(Stored data)
Segment Open

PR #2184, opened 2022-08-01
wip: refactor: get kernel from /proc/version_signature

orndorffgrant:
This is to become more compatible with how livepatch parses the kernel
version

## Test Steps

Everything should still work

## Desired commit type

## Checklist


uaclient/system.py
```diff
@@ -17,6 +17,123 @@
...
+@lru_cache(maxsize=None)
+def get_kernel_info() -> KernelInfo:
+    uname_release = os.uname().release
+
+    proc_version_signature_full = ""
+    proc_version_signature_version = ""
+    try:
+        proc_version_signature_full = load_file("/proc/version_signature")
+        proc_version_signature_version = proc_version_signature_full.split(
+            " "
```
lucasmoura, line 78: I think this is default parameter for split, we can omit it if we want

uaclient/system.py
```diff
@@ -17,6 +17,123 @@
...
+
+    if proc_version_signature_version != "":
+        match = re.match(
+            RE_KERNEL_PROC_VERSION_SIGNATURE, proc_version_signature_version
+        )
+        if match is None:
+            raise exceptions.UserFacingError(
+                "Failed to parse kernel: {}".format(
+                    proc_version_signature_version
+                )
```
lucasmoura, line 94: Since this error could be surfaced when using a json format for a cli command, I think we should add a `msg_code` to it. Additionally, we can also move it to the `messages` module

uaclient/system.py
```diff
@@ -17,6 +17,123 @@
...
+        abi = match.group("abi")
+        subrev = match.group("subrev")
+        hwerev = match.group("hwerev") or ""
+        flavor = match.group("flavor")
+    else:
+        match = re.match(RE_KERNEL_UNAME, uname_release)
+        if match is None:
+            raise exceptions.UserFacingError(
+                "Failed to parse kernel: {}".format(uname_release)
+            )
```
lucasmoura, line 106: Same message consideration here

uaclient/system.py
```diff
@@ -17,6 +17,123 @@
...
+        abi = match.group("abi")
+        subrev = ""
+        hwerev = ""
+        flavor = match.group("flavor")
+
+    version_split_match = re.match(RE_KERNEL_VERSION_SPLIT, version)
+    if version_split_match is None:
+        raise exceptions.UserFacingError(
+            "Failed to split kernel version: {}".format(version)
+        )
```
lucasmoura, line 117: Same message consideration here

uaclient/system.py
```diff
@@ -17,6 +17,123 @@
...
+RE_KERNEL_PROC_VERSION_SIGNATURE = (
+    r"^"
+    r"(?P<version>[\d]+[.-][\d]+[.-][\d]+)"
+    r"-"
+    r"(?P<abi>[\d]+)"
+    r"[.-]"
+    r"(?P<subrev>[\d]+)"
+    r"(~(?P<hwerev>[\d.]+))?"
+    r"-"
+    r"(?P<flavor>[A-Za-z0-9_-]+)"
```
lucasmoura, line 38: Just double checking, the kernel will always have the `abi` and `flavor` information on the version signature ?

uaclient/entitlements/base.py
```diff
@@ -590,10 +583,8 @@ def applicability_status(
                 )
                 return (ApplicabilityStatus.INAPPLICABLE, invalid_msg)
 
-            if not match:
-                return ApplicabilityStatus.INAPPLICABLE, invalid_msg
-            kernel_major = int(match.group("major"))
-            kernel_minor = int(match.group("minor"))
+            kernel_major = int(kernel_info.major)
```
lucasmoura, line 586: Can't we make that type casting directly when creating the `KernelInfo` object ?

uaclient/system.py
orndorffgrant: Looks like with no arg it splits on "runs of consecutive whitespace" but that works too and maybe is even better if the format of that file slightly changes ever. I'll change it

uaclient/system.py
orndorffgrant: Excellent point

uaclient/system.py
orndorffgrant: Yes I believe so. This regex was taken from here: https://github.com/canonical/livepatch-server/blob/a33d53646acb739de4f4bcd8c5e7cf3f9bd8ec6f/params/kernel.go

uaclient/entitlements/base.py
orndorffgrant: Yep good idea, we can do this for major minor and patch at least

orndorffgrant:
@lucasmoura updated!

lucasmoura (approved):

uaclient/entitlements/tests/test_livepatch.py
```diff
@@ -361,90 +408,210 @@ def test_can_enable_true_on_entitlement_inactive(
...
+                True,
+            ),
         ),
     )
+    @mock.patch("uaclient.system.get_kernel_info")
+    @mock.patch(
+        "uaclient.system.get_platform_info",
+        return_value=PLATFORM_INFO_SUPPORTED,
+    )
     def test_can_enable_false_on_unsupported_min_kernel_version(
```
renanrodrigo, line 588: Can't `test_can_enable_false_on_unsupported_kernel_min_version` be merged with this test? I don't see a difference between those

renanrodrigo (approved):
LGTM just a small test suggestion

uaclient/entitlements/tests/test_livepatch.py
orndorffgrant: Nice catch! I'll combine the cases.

Segment Closed

What needs to be done =
Only lines containing the word "with" should appear in the answer, and every such line from the records above must be there.

Reply to the task =
This is to become more compatible with how livepatch parses the kernel
orndorffgrant: Looks like with no arg it splits on "runs of consecutive whitespace" but that works too and maybe is even better if the format of that file slightly changes ever. I'll change it
renanrodrigo, line 588: Can't `test_can_enable_false_on_unsupported_kernel_min_version` be merged with this test? I don't see a difference between those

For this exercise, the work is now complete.